• EXTRACTED INFORMATION:
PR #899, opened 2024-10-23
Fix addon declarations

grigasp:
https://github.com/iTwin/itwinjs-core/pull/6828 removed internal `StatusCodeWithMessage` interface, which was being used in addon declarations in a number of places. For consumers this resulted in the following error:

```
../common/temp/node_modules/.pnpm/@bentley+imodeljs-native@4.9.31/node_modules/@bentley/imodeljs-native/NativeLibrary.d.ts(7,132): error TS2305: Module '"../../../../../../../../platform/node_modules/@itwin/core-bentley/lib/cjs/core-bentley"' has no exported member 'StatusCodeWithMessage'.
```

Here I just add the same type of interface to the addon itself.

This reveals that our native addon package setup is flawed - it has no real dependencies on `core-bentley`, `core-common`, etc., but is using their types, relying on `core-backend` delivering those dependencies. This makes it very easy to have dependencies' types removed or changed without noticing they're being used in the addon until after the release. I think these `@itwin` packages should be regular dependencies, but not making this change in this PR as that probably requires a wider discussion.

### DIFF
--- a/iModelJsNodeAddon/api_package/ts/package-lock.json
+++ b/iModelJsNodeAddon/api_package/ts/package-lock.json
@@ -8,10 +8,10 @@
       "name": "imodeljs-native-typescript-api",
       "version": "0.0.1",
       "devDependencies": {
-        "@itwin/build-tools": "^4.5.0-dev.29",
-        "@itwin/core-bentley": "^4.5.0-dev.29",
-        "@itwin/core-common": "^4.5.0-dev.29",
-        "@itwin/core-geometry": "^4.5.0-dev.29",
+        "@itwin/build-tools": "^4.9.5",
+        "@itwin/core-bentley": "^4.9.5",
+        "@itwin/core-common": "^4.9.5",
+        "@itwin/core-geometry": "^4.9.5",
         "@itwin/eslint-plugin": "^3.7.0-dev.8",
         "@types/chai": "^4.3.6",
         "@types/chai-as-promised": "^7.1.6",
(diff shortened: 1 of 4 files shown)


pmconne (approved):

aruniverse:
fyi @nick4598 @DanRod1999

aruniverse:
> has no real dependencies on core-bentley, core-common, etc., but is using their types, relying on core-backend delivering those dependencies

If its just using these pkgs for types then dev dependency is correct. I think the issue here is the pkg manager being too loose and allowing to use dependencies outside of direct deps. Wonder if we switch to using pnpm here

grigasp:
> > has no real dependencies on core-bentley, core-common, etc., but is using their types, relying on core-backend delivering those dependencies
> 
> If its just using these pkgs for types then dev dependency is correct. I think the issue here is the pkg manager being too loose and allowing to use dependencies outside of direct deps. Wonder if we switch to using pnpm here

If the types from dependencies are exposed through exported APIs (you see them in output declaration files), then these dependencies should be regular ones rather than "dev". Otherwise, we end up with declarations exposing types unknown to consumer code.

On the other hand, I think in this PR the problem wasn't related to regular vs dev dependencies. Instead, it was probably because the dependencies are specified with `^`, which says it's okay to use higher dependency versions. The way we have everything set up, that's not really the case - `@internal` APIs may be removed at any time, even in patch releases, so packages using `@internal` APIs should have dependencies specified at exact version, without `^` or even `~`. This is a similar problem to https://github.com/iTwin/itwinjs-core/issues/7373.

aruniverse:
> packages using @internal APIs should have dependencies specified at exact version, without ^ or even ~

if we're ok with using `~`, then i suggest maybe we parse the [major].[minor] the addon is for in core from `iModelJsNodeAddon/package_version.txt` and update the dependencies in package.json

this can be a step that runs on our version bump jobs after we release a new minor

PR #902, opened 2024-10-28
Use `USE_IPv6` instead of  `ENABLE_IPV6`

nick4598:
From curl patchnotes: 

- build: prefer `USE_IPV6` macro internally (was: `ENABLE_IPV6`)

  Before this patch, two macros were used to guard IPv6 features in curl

• EXERCISE: Show every line in the listing above that carries the word "should".

• SOLUTION TO THE EXERCISE:
This reveals that our native addon package setup is flawed - it has no real dependencies on `core-bentley`, `core-common`, etc., but is using their types, relying on `core-backend` delivering those dependencies. This makes it very easy to have dependencies' types removed or changed without noticing they're being used in the addon until after the release. I think these `@itwin` packages should be regular dependencies, but not making this change in this PR as that probably requires a wider discussion.
If the types from dependencies are exposed through exported APIs (you see them in output declaration files), then these dependencies should be regular ones rather than "dev". Otherwise, we end up with declarations exposing types unknown to consumer code.
On the other hand, I think in this PR the problem wasn't related to regular vs dev dependencies. Instead, it was probably because the dependencies are specified with `^`, which says it's okay to use higher dependency versions. The way we have everything set up, that's not really the case - `@internal` APIs may be removed at any time, even in patch releases, so packages using `@internal` APIs should have dependencies specified at exact version, without `^` or even `~`. This is a similar problem to https://github.com/iTwin/itwinjs-core/issues/7373.
> packages using @internal APIs should have dependencies specified at exact version, without ^ or even ~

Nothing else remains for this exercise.